▸ MATERIAL FOR THIS EXERCISE
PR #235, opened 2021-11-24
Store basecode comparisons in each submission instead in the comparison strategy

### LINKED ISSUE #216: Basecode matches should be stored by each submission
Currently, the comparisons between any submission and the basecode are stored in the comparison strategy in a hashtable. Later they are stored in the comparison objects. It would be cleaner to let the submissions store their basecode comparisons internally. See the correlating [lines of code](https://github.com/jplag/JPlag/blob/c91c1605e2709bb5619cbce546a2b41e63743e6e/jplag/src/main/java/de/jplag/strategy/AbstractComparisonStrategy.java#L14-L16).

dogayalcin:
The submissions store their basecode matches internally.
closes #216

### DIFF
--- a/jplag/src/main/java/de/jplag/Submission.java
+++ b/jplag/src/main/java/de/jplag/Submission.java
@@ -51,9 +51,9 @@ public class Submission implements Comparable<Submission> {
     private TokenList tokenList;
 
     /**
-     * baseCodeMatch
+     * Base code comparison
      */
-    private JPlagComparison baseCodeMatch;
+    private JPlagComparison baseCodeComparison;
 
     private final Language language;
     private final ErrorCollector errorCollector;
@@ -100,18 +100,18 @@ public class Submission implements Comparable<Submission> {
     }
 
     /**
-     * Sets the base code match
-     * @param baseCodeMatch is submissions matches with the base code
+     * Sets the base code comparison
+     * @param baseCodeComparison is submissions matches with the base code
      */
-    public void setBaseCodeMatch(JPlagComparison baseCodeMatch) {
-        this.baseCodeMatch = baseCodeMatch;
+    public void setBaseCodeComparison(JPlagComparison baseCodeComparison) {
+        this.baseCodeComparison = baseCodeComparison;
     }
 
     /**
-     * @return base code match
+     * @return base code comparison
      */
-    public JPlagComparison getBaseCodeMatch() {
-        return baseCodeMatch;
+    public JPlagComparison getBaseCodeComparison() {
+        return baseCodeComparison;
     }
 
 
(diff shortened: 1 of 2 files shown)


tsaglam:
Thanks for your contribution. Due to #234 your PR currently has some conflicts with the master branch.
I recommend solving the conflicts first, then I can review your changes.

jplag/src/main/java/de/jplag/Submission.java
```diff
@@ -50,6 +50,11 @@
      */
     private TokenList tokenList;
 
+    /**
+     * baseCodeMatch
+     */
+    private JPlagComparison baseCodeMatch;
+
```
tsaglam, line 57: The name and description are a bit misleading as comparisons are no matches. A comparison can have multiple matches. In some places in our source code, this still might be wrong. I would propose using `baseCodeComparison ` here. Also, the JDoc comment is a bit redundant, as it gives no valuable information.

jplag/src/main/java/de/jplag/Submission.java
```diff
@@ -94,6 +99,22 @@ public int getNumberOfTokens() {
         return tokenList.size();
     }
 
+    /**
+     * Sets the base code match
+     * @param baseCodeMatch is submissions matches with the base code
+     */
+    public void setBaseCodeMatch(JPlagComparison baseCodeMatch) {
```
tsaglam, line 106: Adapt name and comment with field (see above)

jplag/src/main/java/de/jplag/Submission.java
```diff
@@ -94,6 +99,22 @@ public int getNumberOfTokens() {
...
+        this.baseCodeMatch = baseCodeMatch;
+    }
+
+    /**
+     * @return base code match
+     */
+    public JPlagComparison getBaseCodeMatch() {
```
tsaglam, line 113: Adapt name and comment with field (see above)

▸ TO DO
Set down each line of the material above again, exactly.

▸ RESPONSE TO THE TASK
PR #235, opened 2021-11-24
Store basecode comparisons in each submission instead in the comparison strategy

### LINKED ISSUE #216: Basecode matches should be stored by each submission
Currently, the comparisons between any submission and the basecode are stored in the comparison strategy in a hashtable. Later they are stored in the comparison objects. It would be cleaner to let the submissions store their basecode comparisons internally. See the correlating [lines of code](https://github.com/jplag/JPlag/blob/c91c1605e2709bb5619cbce546a2b41e63743e6e/jplag/src/main/java/de/jplag/strategy/AbstractComparisonStrategy.java#L14-L16).

dogayalcin:
The submissions store their basecode matches internally.
closes #216

### DIFF
--- a/jplag/src/main/java/de/jplag/Submission.java
+++ b/jplag/src/main/java/de/jplag/Submission.java
@@ -51,9 +51,9 @@ public class Submission implements Comparable<Submission> {
     private TokenList tokenList;
 
     /**
-     * baseCodeMatch
+     * Base code comparison
      */
-    private JPlagComparison baseCodeMatch;
+    private JPlagComparison baseCodeComparison;
 
     private final Language language;
     private final ErrorCollector errorCollector;
@@ -100,18 +100,18 @@ public class Submission implements Comparable<Submission> {
     }
 
     /**
-     * Sets the base code match
-     * @param baseCodeMatch is submissions matches with the base code
+     * Sets the base code comparison
+     * @param baseCodeComparison is submissions matches with the base code
      */
-    public void setBaseCodeMatch(JPlagComparison baseCodeMatch) {
-        this.baseCodeMatch = baseCodeMatch;
+    public void setBaseCodeComparison(JPlagComparison baseCodeComparison) {
+        this.baseCodeComparison = baseCodeComparison;
     }
 
     /**
-     * @return base code match
+     * @return base code comparison
      */
-    public JPlagComparison getBaseCodeMatch() {
-        return baseCodeMatch;
+    public JPlagComparison getBaseCodeComparison() {
+        return baseCodeComparison;
     }
 
 
(diff shortened: 1 of 2 files shown)


tsaglam:
Thanks for your contribution. Due to #234 your PR currently has some conflicts with the master branch.
I recommend solving the conflicts first, then I can review your changes.

jplag/src/main/java/de/jplag/Submission.java
```diff
@@ -50,6 +50,11 @@
      */
     private TokenList tokenList;
 
+    /**
+     * baseCodeMatch
+     */
+    private JPlagComparison baseCodeMatch;
+
```
tsaglam, line 57: The name and description are a bit misleading as comparisons are no matches. A comparison can have multiple matches. In some places in our source code, this still might be wrong. I would propose using `baseCodeComparison ` here. Also, the JDoc comment is a bit redundant, as it gives no valuable information.

jplag/src/main/java/de/jplag/Submission.java
```diff
@@ -94,6 +99,22 @@ public int getNumberOfTokens() {
         return tokenList.size();
     }
 
+    /**
+     * Sets the base code match
+     * @param baseCodeMatch is submissions matches with the base code
+     */
+    public void setBaseCodeMatch(JPlagComparison baseCodeMatch) {
```
tsaglam, line 106: Adapt name and comment with field (see above)

jplag/src/main/java/de/jplag/Submission.java
```diff
@@ -94,6 +99,22 @@ public int getNumberOfTokens() {
...
+        this.baseCodeMatch = baseCodeMatch;
+    }
+
+    /**
+     * @return base code match
+     */
+    public JPlagComparison getBaseCodeMatch() {
```
tsaglam, line 113: Adapt name and comment with field (see above)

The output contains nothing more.